The back and left side of McKie's head began throbbing painfully. He explored his bruised senses, realized he had been staked out in the open flat on his back, wrists and ankles tightly bound, his face pointed at the sky.

Perhaps it was another village.

He tested the security of his bindings, couldn't loosen them.

It was an undignified position: flat on his back, legs spread, arms outstretched.

For a time, he watched the changing guard of strange constellations move across his field of vision. Where was this place?
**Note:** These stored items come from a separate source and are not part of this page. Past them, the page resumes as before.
Issue #899, opened 2017-03-21
Fizzle cannot filter by nested object property


kitsunet:
### Description

By looking at descriptions and grammer a fizzle filter should support filtering by nested object properties but that doesn't work in the way the parser works currently.

### Steps to Reproduce

Given I have an array of (Media) Asset objects $assets and I want to filter them via FlowQuery/Fizzle by fileExtension (path: `resource.fileExtension`), I would try the following expression:

```
$flowQuery = new FlowQuery($assets);
$flowQuery->filter('[resource.fileExtension = pdf]');
```

This will throw an error because Fizzle cannot parse the property path containing `.`, also alternatives like `resource/fileExtension` won't work.

#### Expected behavior

The FlowQuery context contains an array of assets only with "pdf" file extension.

#### Actual behavior

A Fizzle parser error is thrown.

### Affected Versions

all

kitsunet:
@hlubek Can you confirm this is a bug and not intended missing behavior? I think the fix is rather easy (to allow `.` in the filter parser)...

aertmann:
Would be surprised if it was intentional, rather not thought of. In any case makes sense to support.

joachimmathes:
Got some introduction by @kitsunet and give it a try now. :)

joachimmathes:
Made a pull request: https://github.com/neos/flow-development-collection/pull/924

PR #924, opened 2017-04-02
TASK: #899 Make Fizzle filter nested object properties

joachimmathes:
**What I did**
Implements #899. I extended the FlowQuery grammar to filter nested object properties.

**How I did it**
 It was not possible to just extend the `Identifier` rule in `AbstractParser.peg.inc` since that led to a lot of regressions in the Eel parser. Thus, a new rule `PropertyPath` was necessary.

**How to verify it**
Unit-Tests in Neos.Eel run successfully.

### DIFF
--- a/Neos.Eel/Resources/Private/Grammar/AbstractParser.peg.inc
+++ b/Neos.Eel/Resources/Private/Grammar/AbstractParser.peg.inc
@@ -12,7 +12,7 @@ namespace Neos\Eel;
  * source code.
  */
 
-require_once __DIR__ . '/../../../Resources/Private/PHP/php-peg/Parser.php';
+require_once __DIR__ . '/../Resources/Private/PHP/php-peg/Parser.php';
 
 /*!* !insert_autogen_warning */
 
@@ -42,6 +42,7 @@ StringLiteral: SingleQuotedStringLiteral | DoubleQuotedStringLiteral
 BooleanLiteral: 'true' | 'TRUE' | 'false' | 'FALSE'
 
 Identifier: / [a-zA-Z_] [a-zA-Z0-9_\-]* /
+PropertyPath: Identifier ( '.' Identifier )*
 */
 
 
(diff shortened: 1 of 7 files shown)


Neos.Eel/Resources/Private/Grammar/AbstractParser.peg.inc
```diff
@@ -12,7 +12,7 @@ namespace Neos\Eel;
  * source code.
  */
 
-require_once __DIR__ . '/../../../Resources/Private/PHP/php-peg/Parser.php';
+require_once __DIR__ . '/../Resources/Private/PHP/php-peg/Parser.php';
```
albe: Is this really correct? Not rather `'/../PHP/php-peg/Parser.php'`?

joachimmathes: Thank you! :)

And thanks for pointing this out. When I generated `AbstractParser.php` from `AbstractParser.peg.inc` for the first time, i.e. with `/../../../Resources ...`, the Unit-Tests didn't run at all due to the wrong path. So I changed it to `/../Resources/ ...`, since the resulting `AbstractParser.php` is placed in `Classes/`. That's why I'm pretty sure this is correct. And not only the Unit-Tests have worked as expected by then, but also the respective line in `AbstractParser.php` hasn't changed in the diff.

albe: Hm, must be a misconception on my side and I guess I have a clue on what it is (this just being the code template for the actual AbstractParser, which resides somewhere else and not being actually executed itself)... well, no objections from my side then :)

joachimmathes:
The final parsers are created from the `inc` templates by `Neos.Eel/Scripts/generateEelParser.sh`.

joachimmathes:
Lesson learned: Always check the NEOS development package when changing fundamental code in the Flow development package. :)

Firelight blazed up somewhere off to his left. It flickered, sank back to orange gloom. McKie tried to turn his head toward it, froze as pain stabbed upward from his neck through his skull.

He groaned.

Off in the darkness an animal screamed. The scream was followed by a hoarse, grunting roar. Silence. Then another roar. The sounds creased the night for McKie, bent it into new dimensions. He heard soft footsteps approaching.

"I think he groaned," a man said.

The man was speaking standard Galach, McKie noted. Two shadows came out of the night and stood over McKie's feet.

"Do you think he's awake?" It was a female voice masked by a storter.

"He's breathing as though he's awake," the man said.

"Who's there?" McKie rasped. His own voice sent agony pinwheeling through his skull.

"Good thing your people know how to obey instructions," the man said. "Imagine him running loose around here!"

"How did you get here, McKie?" the woman asked.

"I walked," McKie growled. "Is that you, Abnethe?"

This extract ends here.